ABOUT THIS TASK: Examine the listing below and state how many of its lines contain the word "installed". Write only the number.

══ STORED DATA

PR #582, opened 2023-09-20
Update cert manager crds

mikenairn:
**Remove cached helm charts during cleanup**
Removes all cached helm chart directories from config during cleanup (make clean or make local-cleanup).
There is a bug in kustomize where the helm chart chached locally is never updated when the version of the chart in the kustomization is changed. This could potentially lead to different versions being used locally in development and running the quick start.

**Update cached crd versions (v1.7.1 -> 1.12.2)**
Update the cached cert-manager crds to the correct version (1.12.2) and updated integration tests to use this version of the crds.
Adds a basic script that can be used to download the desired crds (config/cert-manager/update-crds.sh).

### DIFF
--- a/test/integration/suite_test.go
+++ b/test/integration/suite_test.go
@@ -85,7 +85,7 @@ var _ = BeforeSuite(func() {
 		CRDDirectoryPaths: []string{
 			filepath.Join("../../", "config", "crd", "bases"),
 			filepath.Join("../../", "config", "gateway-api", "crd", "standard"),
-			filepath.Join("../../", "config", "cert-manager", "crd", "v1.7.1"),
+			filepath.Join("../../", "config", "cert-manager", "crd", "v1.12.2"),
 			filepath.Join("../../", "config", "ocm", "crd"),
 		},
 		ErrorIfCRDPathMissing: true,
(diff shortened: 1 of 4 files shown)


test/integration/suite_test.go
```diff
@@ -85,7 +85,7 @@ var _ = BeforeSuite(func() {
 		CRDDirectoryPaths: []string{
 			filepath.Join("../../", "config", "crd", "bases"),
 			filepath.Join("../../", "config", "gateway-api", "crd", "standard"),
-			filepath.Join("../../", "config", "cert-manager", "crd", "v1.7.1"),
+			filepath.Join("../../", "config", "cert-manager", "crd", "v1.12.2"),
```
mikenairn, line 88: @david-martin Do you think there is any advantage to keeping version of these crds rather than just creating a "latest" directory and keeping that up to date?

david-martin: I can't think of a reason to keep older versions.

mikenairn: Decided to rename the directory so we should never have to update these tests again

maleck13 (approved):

════
══ STORED DATA

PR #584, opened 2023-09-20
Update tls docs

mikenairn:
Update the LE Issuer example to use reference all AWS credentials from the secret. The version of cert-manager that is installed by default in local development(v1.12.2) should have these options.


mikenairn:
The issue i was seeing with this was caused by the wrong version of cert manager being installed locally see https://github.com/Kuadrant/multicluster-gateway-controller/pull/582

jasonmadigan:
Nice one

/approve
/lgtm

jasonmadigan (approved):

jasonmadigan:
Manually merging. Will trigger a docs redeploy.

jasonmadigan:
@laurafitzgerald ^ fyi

════

EXERCISE OUTPUT: 2